Riot police used tear gas canisters against the demonstrators. The police have now stationed themselves inside the government buildings to act more quickly against any future demonstrations by the unpaid workers.

Nigerian civil servants say “no” to deal struck by union

Union leaders are calling for an end to the 28-day strike by civil servants in Oyo state, Nigeria, after they signed a Memorandum of Understanding with the state government.
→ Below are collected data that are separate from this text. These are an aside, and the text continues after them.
Issue #674, opened 2020-12-12
I can see definitions on my NE dashboard 


csprayregen:
## ✨ What new feature do you want to see?
Most columns have a question mark hover component. When I click on it, the definition section expands at the bottom. 

## 🧶 Acceptance Criteria
- [x] There is a functional question mark in the full days column
- [x] When I click the full days question mark, the definition section opens at the bottom and it matches the final definition in the mockup
- [x] There is a functional question mark in the hours column
- [x] When I click the hours question mark, the definition section opens at the bottom and it matches the final definition in the mockup
- [x] There is a functional question mark in the absences column
- [x] When I click the absences question mark, the definition section opens at the bottom and it matches the final definition in the mockup
- [x] There is a functional question mark in the earned revenue column
- [x] When I click the earned revenue question mark, the definition section opens at the bottom and it matches the final definition in the mockup
- [x] There is a functional question mark in the estimated revenue column
- [x] When I click the estimated revenue question mark, the definition section opens at the bottom and it matches the final definition in the mockup
- [x] There is a functional question mark in the transportation revenue column
- [x] When I click the transportation revenue question mark, the definition section opens at the bottom and it matches the final definition in the mockup
- [x] The "Back to Top" button takes me back to the top 
- [x] The above criteria work in English and Spanish
- [x] Check for accessibility

## 🖍️ Implementation Details
@rebeccakarasiktw can you add details about the Ant components here and link to the final definitions when they are ready? 
**Ant Design Details**

1. For the definitions, the component is "Collapse - Borderless" https://ant.design/components/collapse/#header
There is only 1 component
Upon clicking the "functional question mark" icon, the user should jump to that definition, with the collapse component open by default.

2. For the back to top button, the component is "Button": https://ant.design/components/button/
It should include the "Icon" property, and the size property of "large"
Also, the icon to be used is the arrow pointing up: [Here](https://www.figma.com/file/uCveVQQnYcw3MsenD1PNcG/P4P-2.0?node-id=423%3A11) it is in the Style Guide, and you should be able to export it as an SVG. 

> **NOTE TO ENGINEERS**
> 
> Please ensure that you are running Google Lighthouse and/or WebAIM (Wave) on any UI elements in your pull request to check for accessibility issues.
> 
[...]

PR #887, opened 2021-02-05
674/ne definitions

cjhaddad:
#674 definitions panel for NE dashboard

## 🍂 Before You Submit

* [X] Did you write tests?

## 🛷 Deployment

* [ ] Data Migrations
* [ ] Schema Migrations
* [ ] Dependencies

## 🧳 Steps to test
the #674 has a checklist that should cover all the aspects of this ticket.


client/src/i18n/locales/en/index.json
```diff
@@ -185,5 +185,17 @@
...
+  "dec": "Dec",
+
+  "definitions": "Definitions",
+  "exceededLimitDef": "The child has attended more days than they were approved for this month. You have earned the max monthly payment and will not be paid for additional days.",
+  "onTrackDef": "The child is attending most or all of their days and you will likely receive most of the subsidy payment this month.",
+  "atRiskDef": "The child has been absent frequently and you may not receive the full subsidy payment this month.",
+  "fullDaysDef": "Days with 6-10 hours attended. Approved days come from the approval letter.",
+  "hoursDef": "Days with less than 6 hours attended.",
+  "absencesDef": "You can be paid for up to five absences. Absences are included in your revenue calculations.",
+  "earnedRevenueDef2": "The revenue you have already earned this month, based on the child’s attendance. This does not include other subsidy revenue such as transportation.",
```
katelovescode, line 197: Can we give this block of definitions (and probably the ones from IL) more meaningful names? `neEarnedRevenueDef` and `ilEarnedRevenueDef` or something similar to that?  Would it make sense (at some point, not necessarily in the scope of this ticket) to refactor these locale files to have a more nested structure, i.e. group universal text blocks under "universal", then nest all the nebraska definitions under a "nebraskaDefinitions" key, etc.?

katelovescode (changes requested):
Function name typo, suggestion for translation key names.  Behavior-wise, do we want the clickable question mark to also sort the column at the same time? It might be hard to make it........not behave that way, but it's maybe a UX thing to consider, cc @rebeccakarasiktw would love to get your input.

katelovescode:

The strike began on June 26 when the incoming state government broke an agreement made by the outgoing administration and cut wages from N9,400 (US$75.00) a month to N6,500 (US$51.70).

Strikers have voiced opposition to the call for a return to work, and said they will refuse to return until the state government pays the agreed salary.

More than 3,000 South African miners dismissed for striking

Around 3,250 workers at two South African platinum mines have been dismissed following an unofficial strike. The mines are owned by Aquarius Platinum, and the dismissals were made by its main underground mining contractor in North West province, Murray & Roberts Cementation (MRC).

The strike on July 15 was held to press forward a demand for a bonus for the mineworkers, after the dismissal of 108 dumper operators in May 2007. The workers of the other contractors went on strike in solidarity with the MRC employees.

The National Union of Mineworkers (NUM) was reported to be working with MRC to recruit replacements for those dismissed.